Most Wanted (2020) Movie Review: A Middling Crime Drama with Identity Crisis

Written by Ram Venkat Srikar

Daniel Roby’s Most Wanted (also known as Target Number One) begins with Daniel Léger (Antoine Olivier Pilon) a troubled young man, receiving his first paycheque as a lumberjack. It’s a cheque, remember. Moments later, we see him talking over the phone with his mother, who is clearly suspicious of him when he asks her credit card number citing he doesn’t have money at the moment. Convinced that he’d use the credit card to buy drugs, his mother hangs upon him. With no money at his disposal, he takes off on his bike without paying i.e. robbing the store. These two scenes elucidate Léger’s only two character attributes – a troubled lonely man and a small-time crook – which persist through the film switching from one to the other. In the next scene, we meet Victor Malarek, a real-life journalist on whose investigation the screenplay is woven around, played by Josh Hartnett, spreading Brad Pitt vibes. In Malarek’s introduction too, we get to witness his earnestness towards journalism and how his job is taking a toll on his personal life, the two attributes that shape his character. You see that the film is playing by the rules.

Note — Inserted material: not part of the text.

Issue #438, opened 2026-02-11
UnsubscribeFromChangingPartitions


joswarmer:
For `SubscribeToPartitionContents` we have `UnsubscribeFromPartitionContents` to unsubscribe.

When Léger runs into the shady Picker (Jim Gaffigan), who the former should have felt is too good to be true, months of soberness go down the drain and he is sucked back into the void of addiction. Parallelly, we are introduced to Narcotics Officer Frank Cooper (a terrific Stephen McHattie), who we know for sure is going to play a crucial role in the bigger scheme of things. Then we transpire along with Malarek that Canadian Narcotics’ operation in Thailand resulted in the arrest of a drug lord and death of a Canadian officer, not Cooper, don’t worry he is the primary adversary. It’s by no means of surprise that Léger ended up in a Thai prison, branded a druglord, considering what the film’s synopsis reads. The narrative asserts more on how he ended up there than how he fought his way out of the prison, among which I believe the latter would have made a far intriguing story.

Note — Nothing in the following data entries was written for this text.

Issue #352, opened 2025-03-23
Can a client change a node it is not subscribed to?


enikao:
Assume 
* client `A` did subscribe to `partitionX`, but NOT to `partitionY`
* `partitionX` contains `nodeX`
* `partitionY` contains `nodeY`
* `nodeY` contains `nodeYChild`

Can client `A`:
1. Change anything about `nodeY`?
2. Move `nodeYChild` under `nodeX`?

enikao:
Makes sense, but how would the client ever know whether the change succeeded?

joswarmer:
E.g. the following scenario:
- the repository supports locking partitions. 
- The client locks one partition to edit it. 
- The client subscribes to changes from all other partitions.
The client now assumes (at its own risk) that his commands will be executed as there can be no merge conflicts.

joswarmer:
We can also say that a client will always gets events for changes that he initiated (i.e. his command id is in the event), even when the client is not subscribed to them.
That will break however, if a client has zero subscriptions, as the server would not know how to send the event.

PR #505, opened 2026-07-30
clarify that a client always gets the events of its own commands

enikao:
based on #352

### DIFF
--- a/delta/description.adoc
+++ b/delta/description.adoc
@@ -111,7 +111,7 @@ Once all <<qry-InformAboutChangingPartitions>> are disabled (i.e. both <<InformA
 A client CAN send commands for any node id, independent of the client's subscription.
 Assume a client sends a command for a node that's part of a partition that client is not subscribed to.
 The repository treats that command the same as from a client that was subscribed to the containing partition, i.e. applies it in accordance with the repository's policy.
-The repository sends out the same events to subscribed clients, _including_ to the sending client.{fn-org352}
+The repository sends out the same events to subscribed clients, and _also_ to the sending client.{fn-org352}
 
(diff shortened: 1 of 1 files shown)


delta/description.adoc
```diff
@@ -108,10 +108,15 @@ However, a client MUST NOT mix <<qry-InformAboutChangingPartitions>> and <<qry-S
 If any <<qry-InformAboutChangingPartitions>> query is active, the same client MUST NOT issue a <<qry-SubscribeToChangingPartitions>> query, and vice versa.
 Once all <<qry-InformAboutChangingPartitions>> are disabled (i.e. both <<InformAboutChangingPartitions.creation>> and <<InformAboutChangingPartitions.deletion>> are `false`), the client MAY issue a <<qry-SubscribeToChangingPartitions>> query.{fn-org438}
 
-A client can send commands for any node id, independent of the client's subscription.
+A client CAN send commands for any node id, independent of the client's subscription.
 Assume a client sends a command for a node that's part of a partition that client is not subscribed to.
 The repository treats that command the same as from a client that was subscribed to the containing partition, i.e. applies it in accordance with the repository's policy.
-The repository also sends out the same events to subscribed clients, thus _not_ to the sending client.{fn-org352}
+The repository sends out the same events to subscribed clients, _including_ to the sending client.{fn-org352}
```
dslmeinte: I find “including” a bit misleading here: if the client is _not_ subscribed to (changes on) the node it sends a command for, then the repository has to send the corresponding event _also_ to the sending client.

enikao: fixed

dslmeinte (approved):

PR #67, opened 2020-08-10
Add function to retrieve common entry offsets among branches

nsmith-:
This used to be called "clusters" in uproot0 but is not strictly the
ROOT definition of clusters. Users may wish to partition reading
a TTree according to these offsets to prevent having to read and
decompress the same basket in multiple partitions.


nsmith-:
I am adding some tests and found `uproot-hepdata-example.root` has several baskets and the only common offset is the whole file. Now I am looking for another file with well-aligned baskets, any hints?

jpivarski:
foriter.root has some small, oddly shaped baskets. The purpose was to check the correctness of stitching together partial baskets when an iteration size doesn't match it.

jpivarski:
The physics samples like HZZ.root and Zmumu.root might have the typical AutoFlush pattern (small baskets followed by big baskets as the algorithm learns how much memory it has).

nsmith-:
This is ready

PR #71, opened 2020-08-11
Fix a small bug in AsGrouped form

nsmith-:


jpivarski:
Here, I must have been assuming (hoping?) that the RecordForm constructor would be like the RecordArray constructor, making it independent of dict order (Python 2.7 and 3.5-).

But I'll merge it if you're ready.

nsmith-:
ah I see why, ok maybe better to add that kind of form constructor instead?

jpivarski:
If you're willing. I should let you know that it's pybind11 work, not Python, so it will involve some compilation time. I can point out the line where it goes.

jpivarski:
This is RecordForm's only constructor so far: it takes a `std::map<std::string, ak::FormPtr>` as its only required argument.

https://github.com/scikit-hep/awkward-1.0/blob/f491da0adcd04fb6b07eb5616aa146c2ef737e32/src/python/forms.cpp#L555-L575

The `std::map` is presented in Python as dict, which loses order in Pythons 2.7 and 3.5. If there were a second constructor that took two lists (`std::vector<std::string>` and `std::vector<ak::FormPtr>`), then the keys and values could be passed to it in a way that preserves order.

The C++ RecordForm itself takes the list of `ak::FormPtr` (`contents`) separately from the list of keys (`util::RecordLookupPtr recordlookup`):

https://github.com/scikit-hep/awkward-1.0/blob/f491da0adcd04fb6b07eb5616aa146c2ef737e32/include/awkward/array/RecordArray.h#L22-L26

so there wouldn't be anything to do after the pybind11 interface (i.e. not an exploding-in-size project).

jpivarski:
The RecordForm constructor described above has been added and is being published in 0.2.30. If that works, this PR may be unnecessary and should be closed.

jpivarski:
I'm going to close this because I think it should work now. If it doesn't, then you can open it up again.

PR #80, opened 2020-08-26
Simplify file path/object splitter

tamasgal:
This addresses https://github.com/scikit-hep/uproot4/issues/79 which shows that `uproot4` is not able to handle filenames containing colons.

I played around a bit but I could not find a suitable solution without the prior knowledge that a filename ends with `.root` due to the ambiguity of the colon used as object path separator. Therefore this implementation assumes that filename terminates with `.root` and makes the splitting fairly straight forward. Given that this will only fail when a user specifies a file without the `.root` extension **and** also an object path in addition, the collateral damage might be very low.

The risk can be further reduced by first checking for the occurrence of `.root` and adapt the behaviour accordingly.

Another possible solution would be to force the user to use spaces around the object path separator (` : `), but I guess this is quite established already.

Let me know what you think.

### DIFF
--- a/uproot4/_util.py
+++ b/uproot4/_util.py
@@ -144,6 +144,7 @@ def regularize_path(path):
     return path
 
 
+_file_path_object_path_matcher = re.compile(r"^(.+\.root)[ ]*:[ ]*(.+)$")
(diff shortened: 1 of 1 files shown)


jpivarski:
Thanks for the suggestion, but this is now being dealt with in #81.

Issue #90, opened 2020-09-08
Reading large doubly jagged arrays iteratively/lazily?


tamasgal:
Edit: sorry, some copy&paste error destroyed the intro :wink: now fixed

So basically what we need is to process many branches of doubly jagged arrays in files which do not fit into memory.

Here is an example with a small file, showing the structure of such a branch (with uproot3 which falls back to `ObjectArray` and uproot4 which gives a nice awkward1 array):

```
import uproot
import uproot4
from km3net_testdata import data_path
print(uproot.__version__)  # 3.12.0
print(uproot4.__version__)  # 0.0.20

filename = data_path("offline/km3net_offline.root")
f = uproot.open(filename)
f4 = uproot4.open(filename)

f["E/Evt/trks/trks.rec_stages"].array()
# <ObjectArray [[[1, 3, 5, 4], [1, 3, 5], [1, 3], ...

f4["E/Evt/trks/trks.rec_stages"].array()
# <Array [[[1, 3, 5, 4], [1, ... 1], [1], [1]]] type='10 * var * var * int64'>
```

I uploaded a larger file here: http://131.188.167.67:8889/doubly_jagged.root for which `f["E/Evt/trks/trks.rec_stages"].array()` takes extremely long.

So I tried to utilise `uproot4.lazy()` and played around with `uproot4.iterate()` but I have not figured out how to read the data iteratively. Here are my naive approaches (based on some

```python
trks = uproot4.lazy({"doubly_jagged.root": "E/Evt/trks"})
trks[0, "trks.rec_stages"]
```

which yiels:

```
ValueError: generated array does not conform to expected form:

{
    "class": "ListOffsetArray64",
    "offsets": "i64",
    "content": {
        "class": "ListOffsetArray64",
        "offsets": "i64",
        "content": "int32"
    }
}

but generated:

{
    "class": "ListOffsetArray64",
    "offsets": "i64",
    "content": {
        "class": "ListOffsetArray64",
        "offsets": "i64",
        "content": "int64"
    }
}

(https://github.com/scikit-hep/awkward-1.0/blob/0.2.33/src/libawkward/virtual/ArrayGenerator.cpp#L46)
```

I am not sure why it confuses between `int32` and `int64`, maybe due to empty arrays? No clue...

ping @zinebaly

jpivarski:
[...]

PR #96, opened 2020-09-10
Set up interface between Uproot and Awkward so that Awkward can be used to optimize object-reading.

jpivarski:
As discussed in issue #90.

Corresponds to scikit-hep/awkward-1.0#448.

### DIFF
--- a/README.md
+++ b/README.md
@@ -57,3 +57,4 @@ The full list is
    * `backports.lzma`: only if reading ROOT files that have been LZMA-compressed (in Python 2).
    * `boost-histogram`: only if converting histograms to Boost with `.to_boost()`.
    * `hist`: only if converting histograms to hist with `.to_hist()`.
+
--- a/uproot4/behaviors/TBranch.py
+++ b/uproot4/behaviors/TBranch.py
@@ -645,10 +645,15 @@ def lazy(
             names = []
             for key in common_keys:
                 branch = obj[key]
+
                 interpretation = branchid_interpretation[branch.cache_key]
                 form = interpretation.awkward_form(obj.file, index_format="i64")
                 if isinstance(interpretation, uproot4.interpretation.objects.AsObjects):
-                    form = uproot4._util.awkward_form_of_iter(awkward1, form)
+                    if not uproot4.interpretation.objects.awkward_can_optimize(
+                        interpretation, form
+                    ):
+                        form = uproot4._util.awkward_form_of_iter(awkward1, form)
+
                 generator = awkward1.layout.ArrayGenerator(
                     branch.array,
                     (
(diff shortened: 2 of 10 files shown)


jpivarski:
@tamasgal The good news is that, with this PR and scikit-hep/awkward-1.0#448, the following code takes 3.6 seconds instead of 194 seconds (53× faster):

```python
import uproot4
branch = uproot4.open("issue-90.root:E/Evt/trks/trks.fitinf")
for i in range(branch.num_baskets):
    print(repr(branch.basket(i).array()))
```

In the above, we're reading each TBasket individually. The bad news is that it still takes a long time to concatenate TBaskets because [ak.concatenate](https://awkward-array.readthedocs.io/en/latest/_auto/ak.concatenate.html) has only been (internally) implemented for pairs: concatenating _n_ arrays means creating and throwing away _n - 2_ temporary arrays of quadratically increasing size. That was fine for examples of concatenating 2 or 3 arrays at a time, but when it comes to concatenating data from this file's 461 TBaskets, it's a problem.

Clearly, [ak.concatenate](https://awkward-array.readthedocs.io/en/latest/_auto/ak.concatenate.html) needs to be fixed anyway. There might already be an issue open about it. (It's been on my mind for a while...) Anyway, I'll tackle that next. We want the conclusion of the above story to be that the whole array is produced in 3.7 seconds!

tamasgal:
Awesome! Many thanks, Jim, that's really a huge leap.

jpivarski:
For cases that aren't covered by the new interpret-by-Awkward mechanism, how about parallelizing the pure Python interpretation?

   * **parallel interpretation in 'basket_array':** 259 seconds. 12 cores utilized at about 5-10% each. I'll blame the GIL. Reversing the order (putting the big TBaskets first) doesn't help—it's not about stragglers.
   * **sequential interpretation in 'basket_array', concatenate NumPy dtype=O arrays:** 190 seconds.
   * **sequential interpretation in 'final_array' (old way):** 197 seconds. Moving the interpretation from `final_array` into `basket_array` doesn't hurt. Entries that would be trimmed (because they're at the ends of the first and last basket) are now unnecessarily interpreted, but that's probably better than not having the possibility to parallelize.
   * **interpret-by-Awkward in 'basket_array':** 2.5 seconds.

So the baseline of 197 seconds wasn't unnecessarily harsh. It really is an 80× speedup.

jpivarski:
Making use of this will require Awkward 0.2.37 (but it won't _break_ with earlier versions), which is being deployed now. I'll do one last test after that deployment so that GHA pulls the new Awkward from PyPI.

tamasgal:
Thanks, that's really nice and helps a lot!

Despite the prevailing monotony, it’s never tedious considering there is an underlying tension amid the bad choices Léger continues to make one after the other, proving that he is no saint, but not as a bad person who would receive 100 years of imprisonment in a Thai prison. Shot by Ronald Plante in a new reporting style, the cinematography aids the tension, always making us feel like the characters are being spied upon. Like Léger, the screenplay too finds it arduous to gain a foothold of what it wants to be. I don’t wrong the filmmaker’s decisions but the subject matter holds tremendous potential to be an investigative drama, a thriller, a legal drama, or a prison drama on the lines of Midnight Express. Unlike Midnight Express, the protagonist here is lured into the cage by Canadian Narcos, who stage the entire busting akin to a street performance, but the performers have the faintest of the idea that it’s a trap. However, it feels like the screenplay – that holds back pivotal busting till the last act – tries to tick off every existing documentary troupe. Ethical journalism, tick; journalist’s straining relationship with family, tick; a victim’s hardships in prison, tick; government coverup, tick; distress caused to the journalist for locking horns with the government, tick; tick, tick, and one more tick. As a conscious creative choice spread through the screenplay, it’s not primitive but certainly holds back the film from leveraging the full potential of the subject matter.

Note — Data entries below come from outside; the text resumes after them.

PR #97, opened 2020-09-10
Update TH* behaviors to match uproot3 expectations

### LINKED ISSUE #93: Values read from TH2* are mixed up
It appears that something is going wrong with reading TH2* histograms compared to ROOT or uproot3. When reading a TH2, the second axis values seem to be reversed, as well as the over and underflow next to each other. I can reproduce it (see below), and it seems like it should be straightforward, but somehow I haven't yet found the source.

```python
from pathlib import Path
filename = Path("reproducer.root")
if not filename.exists():
    import ROOT
    # Fill to create an identity, but with different number of bins to ensure that we don't accidentally get it right.
    h = ROOT.TH2D("test", "test", 10, 0, 10, 12, 0, 12)
    for i in range(0, 10):
        h.Fill(i + 0.5, i + 0.5)

    f_out = ROOT.TFile("reproducer.root", "RECREATE")
    h.Write()
    f_out.Close()

import uproot4
import uproot as uproot3
import numpy as np

hist_3 = uproot3.open("reproducer.root")[b"test"]
hist_4 = uproot4.open("reproducer.root")["test"]

# Ignore overflow for now since uproot3.values ignores overflow
np.testing.assert_allclose(hist_3.values, hist_4.values()[1:-1, 1:-1])
```

this gives:

```
AssertionError:
Not equal to tolerance rtol=1e-07, atol=0

Mismatched elements: 19 / 120 (15.8%)
Max absolute difference: 1.
Max relative difference: 1.
 x: array([[1., 0., 0., 0., 0., 0., 0., 0., 0., 0., 0., 0.],
       [0., 1., 0., 0., 0., 0., 0., 0., 0., 0., 0., 0.],
       [0., 0., 1., 0., 0., 0., 0., 0., 0., 0., 0., 0.],...
 y: array([[0., 0., 0., 0., 0., 0., 0., 0., 0., 0., 0., 1.],
       [0., 0., 0., 0., 0., 0., 0., 0., 0., 0., 1., 0.],
       [0., 0., 0., 0., 0., 0., 0., 0., 0., 1., 0., 0.],...
```

Just printing all of the values gives some info. Expected from uproot3 (note: excluding flow bins):

```python
>>> print(hist_3.values)
[[1. 0. 0. 0. 0. 0. 0. 0. 0. 0. 0. 0.]
 [0. 1. 0. 0. 0. 0. 0. 0. 0. 0. 0. 0.]
 [0. 0. 1. 0. 0. 0. 0. 0. 0. 0. 0. 0.]
 [0. 0. 0. 1. 0. 0. 0. 0. 0. 0. 0. 0.]
 [0. 0. 0. 0. 1. 0. 0. 0. 0. 0. 0. 0.]
 [0. 0. 0. 0. 0. 1. 0. 0. 0. 0. 0. 0.]
 [0. 0. 0. 0. 0. 0. 1. 0. 0. 0. 0. 0.]
 [0. 0. 0. 0. 0. 0. 0. 1. 0. 0. 0. 0.]
 [0. 0. 0. 0. 0. 0. 0. 0. 1. 0. 0. 0.]
 [0. 0. 0. 0. 0. 0. 0. 0. 0. 1. 0. 0.]]
```

Uproot4 (note: including flow bins and the reverse):

```python
>>> print(hist_4.values()[:, ::-1])
[[1. 0. 0. 0. 0. 0. 0. 0. 0. 0. 0. 0. 0. 0.]
 [0. 1. 0. 0. 0. 0. 0. 0. 0. 0. 0. 0. 0. 0.]
 [0. 0. 1. 0. 0. 0. 0. 0. 0. 0. 0. 0. 0. 0.]
 [0. 0. 0. 1. 0. 0. 0. 0. 0. 0. 0. 0. 0. 0.]
 [0. 0. 0. 0. 1. 0. 0. 0. 0. 0. 0. 0. 0. 0.]
 [0. 0. 0. 0. 0. 1. 0. 0. 0. 0. 0. 0. 0. 0.]
 [0. 0. 0. 0. 0. 0. 1. 0. 0. 0. 0. 0. 0. 0.]
 [0. 0. 0. 0. 0. 0. 0. 1. 0. 0. 0. 0. 0. 0.]
 [0. 0. 0. 0. 0. 0. 0. 0. 1. 0. 0. 0. 0. 0.]
 [0. 0. 0. 0. 0. 0. 0. 0. 0. 1. 0. 0. 0. 0.]
 [0. 0. 0. 0. 0. 0. 0. 0. 0. 0. 0. 0. 0. 0.]
 [0. 0. 0. 0. 0. 0. 0. 0. 0. 0. 0. 0. 0. 0.]]
```

Any help is appreciated!

raymondEhlers:
Fixes #93


raymondEhlers:
When testing locally, I'm seeing that `test_numpy_2d` from `test_0046-histograms-bh-hist.py` fails. However, when I create my test histogram in boost_histogram (based on my reproducer from #93) and compare it, my changes here agree with it. Uproot3 does too (as expected - I crosschecked the code from there). So I'm not yet sure what's going on with that

jpivarski:
The histogram bin values in the test were derived from a sample execution of the function, so when you fixed their order, it revealed the test was wrong. In this case, the test wasn't pinning the code to truth, but to an earlier state, so that we'd catch any unexpected changes.

raymondEhlers:
Ah, okay, I was wondering if that was the case! (hence the PR now rather than further investigation at the moment) Thanks!

jpivarski:
Whenever you feel that it's done, let me know and I'll merge it. It looks good to me as it is.

(I replaced `array.T` with `numpy.transpose(array)` because it makes the code easier to maintain. Other than that, I have no comments or requested changes.)

raymondEhlers:
I think it's fine to merge now. There are probably other possible improvements here, but I tested a few variations with my reproducer and they seem to work okay, so it should be good enough for now. Thanks!

jpivarski:
Thank you!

Facets that I expected to hit like a truck, Léger’s weary relationship with his parents, for instance, are diluted to dialogues, creating a wide cleft between us and the characters we are supposed to root for. I discern there are bigger things at play, but a drama like Most Wanted – cautiously devoid of car chases, gunfights, and violence, banking on its characters – needed strong emotional resonance to invigorate itself.